Primary CVG may be treated symptomatically or surgically. Counseling regarding local hygiene is essential. Surgery is often performed for psychological or cosmetic reasons.
Surgical options include:
- Total resection followed by grafting
- Tissue expander under healthy skin followed by delayed grafting
- Partial resection of the lesion.
The resected sample is sent for histopathology which is usually normal in primary CVG cases. Some samples may show thickened collagen, hypertrophied pilosebaceous glands and multiple sweat glands. The histopathological results of secondary CVG are governed by the underlying disease.

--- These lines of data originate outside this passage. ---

PR #7303, opened 2026-05-29
core: preserve original-case schema names; ASCII-only identifier folding

### LINKED ISSUE #5730: Turso's case-insensitive behaviour for tables and views does not match SQLite

### LINKED ISSUE #5781: Turso stores table/view names as lowercase

glommer:
Store table/view/index names in sqlite_schema with their original case (matching SQLite) instead of the lowercased form, while keeping name resolution case-insensitive. Fold identifiers ASCII-only (to_ascii_lowercase) so non-ASCII identifiers like `cœur` and `CŒUR` (or `é`/`É`) stay distinct, as in SQLite, and so databases containing such objects can be opened.

DDL matching against sqlite_schema (DROP TABLE/VIEW/INDEX, ALTER RENAME, and the post-CREATE ParseSchema) compares names with NOCASE so it works for both new (original-case) and legacy (lowercased) rows.

Databases written by a pre-fix Turso version persisted non-ASCII identifiers Unicode-lowercased (e.g. `CŒur` stored as `cœur` in sqlite_schema.name while the sql column kept the original case). On load we detect that mismatch and alias the original ASCII-folded name to the persisted key, so such tables stay addressable by their original case and DROP/ALTER remove them cleanly instead of orphaning the row. Covered by a committed old-binary fixture + regression test.

Fixes #5781
Fixes #5730


PThorpe92 (approved):
I really don't like the `legacy_case_aliases` / backwards compatibility baked into this now.. but we are probably far enough along to warrant it and we could theoretically 'corrupt' schemas if we ship this without it

just sucks we have to carry this around now forever in the Schema

LeMikaelF (approved):

LeMikaelF:
Looks like the backward-compatibility thing still needs a few tweaks, it introduces a few bugs:

## Setup

```bash
cp tests/integration/fixtures/legacy_unicode_lowercased_table.db /tmp/x.db
```

## Bug 1 — `CREATE INDEX` on an aliased legacy table → corruption + panic

```bash
./target/debug/tursodb /tmp/x.db "CREATE INDEX myidx ON CŒur(x); INSERT INTO CŒur VALUES(7);"
# thread 'main' panicked at core/translate/insert.rs:2929: no cursor found for index
```

Even without the INSERT, reopening reports:

```
*** in database main ***
Page 4: never used
```

**Root cause:** `add_index` (`core/schema.rs:1232`) keys the index by raw
`normalize_ident(&index.table_name)` = `cŒur`, but the table is keyed `cœur`.
`get_indices` / `get_index` / `table_has_indexes`
(`schema.rs:1268`/`1286`/`1311`) likewise use raw `normalize_ident`. So the
index lands under a key no lookup for the actual table ever hits. Compounding
it, `translate_create_index` persists `display_tbl_name` = `CŒur` (original
case) into `sqlite_schema.tbl_name`, which doesn't match the table's stored
name `cœur`.

## Bug 2 — `DROP TABLE` of an aliased legacy table that has an index → orphan row → "Corrupt database"

```bash
./target/debug/tursodb /tmp/x.db "CREATE INDEX myidx ON CŒur(x);"
./target/debug/tursodb /tmp/x.db "DROP TABLE CŒur;"
./target/debug/tursodb /tmp/x.db "PRAGMA integrity_check;"
# Error: Corrupt database: sqlite_schema contains index for missing table 'CŒur': rootpage=4 ...
```

**Root cause:** `translate_drop_table` matches `sqlite_schema` rows by
`tbl_name COLLATE NOCASE` against the table's stored name `cœur`. The index
row's `tbl_name` is `CŒur`; NOCASE folds only ASCII, so `Œ` ≠ `œ` and the index
row is never deleted. This is precisely the "orphaned row corrupts schema on
reopen" failure the PR's own integration test claims to fix — it just doesn't
fix it for indexes.

## Bug 3 — `ALTER TABLE ... RENAME` of an aliased legacy table → panic

```bash
./target/debug/tursodb /tmp/x.db "ALTER TABLE CŒur RENAME TO Heart;"
# thread 'main' panicked at core/vdbe/execute.rs:12889: table being renamed should be in schema
```

**Root cause:** the `RenameTable` insn (`core/vdbe/execute.rs:12866`) does
`schema.tables.remove(&normalize_ident(from))` = remove `cŒur`, but the table is
keyed `cœur`, so `.expect()` panics. It bypasses the alias-aware
`normalize_table_lookup_name`. The same raw normalization is used for
`schema.indexes.remove` and FK rewriting in that block.

**Control (proves it's alias-specific):** the ASCII legacy table works fine —
`CREATE INDEX ix ON MyTable(Col1); ALTER TABLE MyTable RENAME TO Renamed;`
succeeds and `integrity_check` is `ok`.

## Bug 4 — `sqlite_sequence` not updated for the original-case goal (also diverges from SQLite)

```bash
scripts/diff.sh "CREATE TABLE MyTbl(id INTEGER PRIMARY KEY AUTOINCREMENT, x); INSERT INTO MyTbl(x) VALUES(1); SELECT name FROM sqlite_sequence;"
#   sqlite3: MyTbl
#   tursodb: mytbl
```

Not a crash, but the PR's stated goal ("preserve original-case schema names") is
silently inconsistent: `sqlite_schema` now stores `MyTbl` while `sqlite_sequence`
still stores `mytbl` (`insert.rs` uses `table.name`, the normalized key).

## Bug 5 — the alias permanently blocks creating a legitimately-distinct table (semantic, arguably by-design)

```bash
./target/debug/tursodb /tmp/x.db "CREATE TABLE CŒUR(z);"
#   × Parse error: table cŒur already exists
```

Under ASCII-only folding `cœur` and `CŒUR` are distinct (SQLite allows both),
but the alias makes `CŒUR` resolve to the legacy `cœur`, so it can never be
created on a legacy DB.

## Unifying root cause

The alias is retrofitted into only `normalize_table_lookup_name`, but index
storage/lookup (`add_index`, `get_indices`, `get_index`, `table_has_indexes`),
the in-memory `RenameTable` insn, the persisted index `tbl_name` (CREATE INDEX),
and `sqlite_sequence` all still use raw `normalize_ident`. The existing test
(`tests/integration/schema_case.rs`) only exercises `SELECT` + `DROP` of an
index-less table, which is the one schema-mutation path that happens to work.

glommer:
I agree it sucks to have to carry this, but I have seen worse =)

LeMikaelF:
unfortunately this PR now conflicts with main, could you rebase?

penberg:

penberg:

PR #7305, opened 2026-05-29
Non-blocking MVCC checkpointing

glommer:
Add non-blocking checkpoint for MVCC.
To make sure that we're not completely wrong and delusional, add a quint model of a checkpoint.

The patient in discussion here underwent surgery for insertion of a 500-ml rectangular tissue expander in the vertex. The postoperative period remained uneventful. Over the next 2 months, expander inflation was performed in the outpatient department twice every week. After 2 months, the folds over the scalp had flattened so the expander was removed and excess deformations were excised.
At the 18th month follow-up, there was a significant improvement.
References:
Yang, J. J., Sano, D. T., Martins, S. R., Tebcherani, A. J., & Sanchez, A. P. (2014). Primary essential cutis verticis gyrata – case report. Anais brasileiros de dermatologia, 89(2), 326–328. https://doi.org/10.1590/abd1806-4841.20142949
Garden JM, Robinson JK. Essential primary cutis verticis gyrata. Treatment with the scalp reduction procedure. Arch Dermatol. 1984 Nov. 120(11):1480-3. [Medline].
Mishra A, Tehrani H, Hancock K, Duncan C. Management of primary cutis verticis gyrata with tissue expansion and hairline lowering foreheadplasty. J Plast Reconstr Aesthet Surg. 2010 Feb 1. [Medline].
Zhao D, Li J, Wang K, Guo X, Lang Y, Peng L, et al. Treating cutis verticis gyrata using skin expansion method. Cell Biochem Biophys. 2012 Mar. 62(2):373-6. [Medline].